Security expert George Musamali also observed that the much-touted reforms have failed due to political interference.

Musamali said the introduction of the "draconian" security laws that took away the independence of the IG and the powers of the National Police Service marked the end of the envisioned reforms.

“There are no police reforms to talk about. I think we started very well, then everything collapsed. We went 10 steps ahead and now we are five steps back,” he said.

“There is a lot of political interference in the manner in which the police are operating. We had given the IG independence, tenure of office, including the deputy IGs. And then we went to Parliament with security laws in 2016 and diluted all of them," Musamali said.

However, police spokesman Owino said the service has seen "tremendous transformation" since the reforms were introduced soon after the 2007 elections.

“The police reform agenda has achieved a lot. Policemen are now going about their business in a better way. After 2007-08 elections, there was a need to change a lot in government, including the police,” the spokesperson said.

He said the incidents of police excess were isolated cases, noting that the few errant officers who were captured on camera battering Kenyans should not be a basis for blanket condemnation. He said they will take individual responsibility."

He likened the NPS to a family whose father, a bishop, raises children who sometimes end up being serial smokers, thieves or pastors.

“There is no difference between the police, as an institution, and a family where you find your father is a bishop, you are five children, one drinks, another one smokes, but they are both brought up by the same parent. It does not mean that you will go back to the bishop and ask him how he has brought up the children,” he said.

IPOA commissioner Doreen Muthaura concurs with Owino’s sentiments, saying that 95 per cent of officers deployed to enforce curfew carried out themselves with decorum.

She said cases of brutality were isolated and IPOA has already taken up some of them.

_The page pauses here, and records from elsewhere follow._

PR #1821, opened 2026-09-04
fix: hold cold-start deep links until the app reaches the main screen

### LINKED ISSUE #1729: Deep links and notification taps on cold start navigate on top of the still-connecting Splash screen
## Context

The following applies to `relayed Push notifications` setups (iOS + opt-in connect Android).

Seems to be work missing from the push notifications implementation.

With the app **killed**, opening a deep link — or tapping a push notification, which builds the same `ACTION_VIEW` intent — navigates to the target screen **immediately on top of the still-bootstrapping Splash**. The app hasn't connected yet (Tor on the node build, websocket on Connect), so the target presenter runs against empty state, and pressing back returns to the Splash screen, still connecting.

## Acceptance criteria

- Cold-start deep link / notification tap shows Splash normally and navigates to the target only after the app reaches the main screen; back from the target goes to the main screen, not Splash.
- A deep link to an existing trade/conversation no longer shows "not found / no longer available" just because connecting took longer than the presenter's grace period.
- If startup lands on onboarding instead of the main screen, the pending URI is discarded (no navigation fired into onboarding).
- Warm-start deep links (app already on main screen) behave exactly as today.

wodoro:
Fixes #1729.

## The problem

With the app killed, opening a deep link, or tapping a push notification which builds the same `ACTION_VIEW` intent, navigated to the target screen immediately, on top of the still-bootstrapping splash. The app had not connected yet (Tor on the node build, the websocket on Connect), so the target presenter ran against empty state, and pressing back returned to the splash, still connecting.

This is not specific to any one route. `NavigationManagerImpl.navigateFromUri` is route-agnostic and the root `NavHost` starts at `NavRoute.Splash`, so `OpenTrade`, `TradeChat` and `PrivateChat` all behaved the same way.

### 1. The navigation gate

`navigateFromUri` holds a link that arrives while the root destination is still `Splash`, and navigates only once startup settles on `TabContainer`. If startup lands anywhere else, such as the user agreement, onboarding, profile creation or the trusted-node setup, the link is dropped, because without a profile there is nothing to open. A newer link supersedes an older pending one. Warm starts return immediately, so a link that arrives with the app already up behaves exactly as before.

**The wait is unbounded, on purpose.** There is nothing to time out against. The user is looking at a splash they cannot navigate away from, so the pending link has no competing intent to go stale against, and a startup that never finishes ends in a restart that takes the coroutine with it. A bound could only ever discard a link that startup was still going to honour, which is the same silent-drop failure this PR exists to fix. The cost of waiting is one suspended coroutine holding a string.

The wait follows the current controller through `rootNavControllerFlow` rather than capturing the one that was current when the link arrived. Startup can replace the controller when the activity is recreated, and a captured controller stops emitting, which would leave the link waiting forever and doing nothing. The controller used for the actual navigation is fetched after the wait, for the same reason.

If the controller cannot report where startup is at all, the link is dropped rather than fired blind, since navigating blind is the failure this PR is fixing.

### 2. Trade and chat data: a sync signal rather than a grace period

Reaching the main screen means bootstrap completed, but on the Connect build the trades and their chat messages can still be arriving. Both trade presenters read a synchronous snapshot of them, and `OpenTradePresenter` raised its trade-not-found dialog immediately, with no grace period at all.

A fixed grace period cannot solve this, because it is wrong in both directions. Too short and the UI lies: on a cold start, trade chat messages land around ten seconds after the screen opens. Too long and a trade that really is gone stalls before saying so. The underlying problem is that an empty collection means "not delivered yet" and "empty" at the same time, and only the data layer knows which.

So both facades publish the distinction:

- `TradesServiceFacade.openTradesSynced`, backed in `BaseTradesServiceFacade`. The client sets it on the `ModificationType.REPLACE` snapshot it already keys on. `WebSocketClientImpl.subscribe` synthesises that event on every successful subscribe, so it is guaranteed to arrive. The node sets it at the end of `activate()`, where the bisq2 `CollectionObserver`s have already replayed the existing collection synchronously while binding.
- `TradeChatMessagesServiceFacade.chatMessagesSynced`, set by the client after the first trade-chat payload is applied to the channels, and by the node in `activate()` for the same reason.

`selectOpenTradeWhenSynced` waits on the first of those. Either the trade resolves, or the trades sync without it, in which case it really is gone. An existing trade is never reported as no longer available, and a stale notification for a closed trade says so at once instead of after a fixed stall. The lookup goes through the facade rather than a local `find`, so the client's short-trade-id fallback keeps working, and it runs in the `first { }` predicate rather than the `combine` transform, which can be called for values that never reach the decision.

### 3. Loading state on the trade screens

Both trade screens rendered a blank body during those waits, which was fine when the lookup was synchronous. They now render `LoadingState` inside the scaffold, so the top bar and its back button stay live, and in trade chat so does the message input. This follows the precedent `PrivateChatScreen` already set.

`OpenTradeScreen` derives its loading state from the trade and the not-found dialog. `TradeChatPresenter` carries an explicit `isLoading` flag instead, because its messages arrive separately and an empty list on its own cannot be told apart from a chat that has not loaded. The flag is driven by `chatMessagesSynced`.

## Notes on the shape of the change

`initialize` is not a suspend function on either presenter. Each launches into `presenterScope` and keeps a `tradeJob` it cancels on re-initialisation, resetting the state that describes the previous trade along with it, which is what `PrivateChatPresenter` does. Keeping it non-suspend leaves cancellation with the presenter rather than splitting it between the composition scope and `presenterScope`.

## Acceptance criteria from #1729

- [x] Cold-start deep link or notification tap shows the splash normally and navigates to the target only after the app reaches the main screen; back from the target goes to the main screen, not the splash.
- [x] A deep link to an existing trade or conversation no longer shows "not found / no longer available" because connecting took longer than a grace period.
- [x] If startup lands on onboarding instead of the main screen, the pending URI is discarded.
- [x] Warm-start deep links behave exactly as today.

## Testing

Unit tests pass across `shared:domain`, `shared:presentation`, `apps:clientApp` and `apps:nodeApp`; ktlint clean. Diff coverage against `upstream/main` is **90%**, above the project's 80% threshold (`./gradlew koverPRCheck`).

New coverage: the cold-start gate (waits then navigates, discards on onboarding, does not fire while startup stays on the splash, last link wins, drops when the splash state cannot be determined), `selectOpenTradeWhenSynced` (resolves immediately, resolves on a later sync update, reports absent once synced, keeps waiting while unsynced), the trade chat loading flag, the trade-not-found path, and the client's `REPLACE` snapshot setting `openTradesSynced` while an incremental update does not.

What is still uncovered, for transparency: the two Compose screens' loading branches, which are UI code, and the ignored-user message filter in both trade presenters, which this PR only re-indented. Nothing covers the tab-graph deep-link path after a cold start, only the root-graph path, and the node's `activate()` setting `openTradesSynced` is argued from the bisq2 observer semantics rather than asserted by a test. The iOS targets were not built. The changed code is `commonMain` and the client facade is shared, so iOS takes the same path, but that is reasoning rather than verification.

Verified on device for the reported scenario: notification tap with the app killed.

## Summary by CodeRabbit

* **New Features**
  * Added loading indicators while trade details and trade chats synchronize.
  * Trade and chat views now wait for initial data before showing “not found” or empty states.
  * Added synchronization status and failure handling for open trades and trade messages.
  * Deep links received during the splash screen are queued until startup reaches the main screen.
  * Improved trade selection when data arrives during synchronization.

* **Bug Fixes**
  * Prevented stale trade or chat content from appearing during re-initialization.
  * Improved handling of missing trades and superseded startup deep links.
  * Prevented sending chat messages before a trade is available.

### DIFF
--- a/apps/clientApp/src/commonMain/kotlin/network/bisq/mobile/client/common/domain/service/chat/trade/ClientTradeChatMessagesServiceFacade.kt
+++ b/apps/clientApp/src/commonMain/kotlin/network/bisq/mobile/client/common/domain/service/chat/trade/ClientTradeChatMessagesServiceFacade.kt
@@ -4,6 +4,7 @@ import kotlinx.coroutines.CancellationException
 import kotlinx.coroutines.Dispatchers
 import kotlinx.coroutines.flow.MutableStateFlow
 import kotlinx.coroutines.flow.StateFlow
+import kotlinx.coroutines.flow.asStateFlow
 import kotlinx.coroutines.flow.first
 import kotlinx.coroutines.flow.update
 import kotlinx.coroutines.launch
@@ -40,6 +41,9 @@ class ClientTradeChatMessagesServiceFacade(
     private val allChatReactions: MutableStateFlow<Set<BisqEasyOpenTradeMessageReaction>> =
         MutableStateFlow(emptySet())
 
+    private val _chatMessagesSynced = MutableStateFlow(false)
+    override val chatMessagesSynced: StateFlow<Boolean> = _chatMessagesSynced.asStateFlow()
+
     // Misc
     override suspend fun activate() {
         super<ServiceFacade>.activate()
@@ -68,6 +72,7 @@ class ClientTradeChatMessagesServiceFacade(
     }
 
     override suspend fun deactivate() {
+        _chatMessagesSynced.value = false
         super<ServiceFacade>.deactivate()
     }
 
@@ -82,6 +87,9 @@ class ClientTradeChatMessagesServiceFacade(
             updatedTradeIds.forEach { tradeId ->
                 updateChatMessages(tradeId)
             }
+            // Set after the channels are updated: the first payload is the node's snapshot, so from
+            // here a channel with no messages is empty rather than still loading.
+            _chatMessagesSynced.value = true
         }
     }
 
--- a/apps/clientApp/src/commonMain/kotlin/network/bisq/mobile/client/common/domain/service/chat/trade/ClientTradeChatMessagesServiceFacade.kt
+++ b/apps/clientApp/src/commonMain/kotlin/network/bisq/mobile/client/common/domain/service/chat/trade/ClientTradeChatMessagesServiceFacade.kt
@@ -2,6 +2,8 @@ package network.bisq.mobile.client.common.domain.service.chat.trade
 
 import kotlinx.coroutines.CancellationException
 import kotlinx.coroutines.Dispatchers
+import kotlinx.coroutines.Job
+import kotlinx.coroutines.cancelAndJoin
 import kotlinx.coroutines.flow.MutableStateFlow
 import kotlinx.coroutines.flow.StateFlow
 import kotlinx.coroutines.flow.asStateFlow
@@ -10,6 +12,8 @@ import kotlinx.coroutines.flow.update
 import kotlinx.coroutines.launch
 import kotlinx.serialization.json.Json
 import network.bisq.mobile.client.common.domain.util.notifyIfDemoModeRestricted
+import network.bisq.mobile.client.common.domain.websocket.WebSocketClientService
+import network.bisq.mobile.client.common.domain.websocket.subscription.Topic
 import network.bisq.mobile.client.common.domain.websocket.subscription.collectPayloads
 import network.bisq.mobile.data.replicated.chat.Citation
 import network.bisq.mobile.data.replicated.chat.reactions.BisqEasyOpenTradeMessageReaction
@@ -22,6 +26,7 @@ import network.bisq.mobile.data.service.chat.trade.TradeChatMessagesServiceFacad
 import network.bisq.mobile.data.service.trades.TradesServiceFacade
 import network.bisq.mobile.data.service.user_profile.UserProfileServiceFacade
 import network.bisq.mobile.presentation.common.ui.base.GlobalUiManager
+import kotlin.concurrent.Volatile
 
 class ClientTradeChatMessagesServiceFacade(
     private val tradesServiceFacade: TradesServiceFacade,
@@ -29,6 +34,7 @@ class ClientTradeChatMessagesServiceFacade(
     private val apiGateway: TradeChatMessagesApiGateway,
     private val json: Json,
     private val globalUiManager: GlobalUiManager,
+    private val webSocketClientService: WebSocketClientService,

“The officers conducted themselves 95 per cent the way it was supposed to be. Mombasa was a case that was special where a Nation photojournalist was brutalised,” she said.

She disclosed that the authority was already investigating the killing of the 13-year-old boy and the beating of civilians at the Likoni channel in Mombasa.

“Reforms of police are making good progress. IPOA is following other cases. Where are the cases that we have forwarded to the DPP? Let’s not be pessimistic, let’s be an optimist about the reforms in the NPS,” she said.

Demas Kiprono, a human rights lawyer and campaign manager at Amnesty International, said despite the considerable effort in reforming the police, it has remained “a force beholden to the regime [rather than] a professional force, accountable and human rights-compliant service guided by the law and the Constitution.”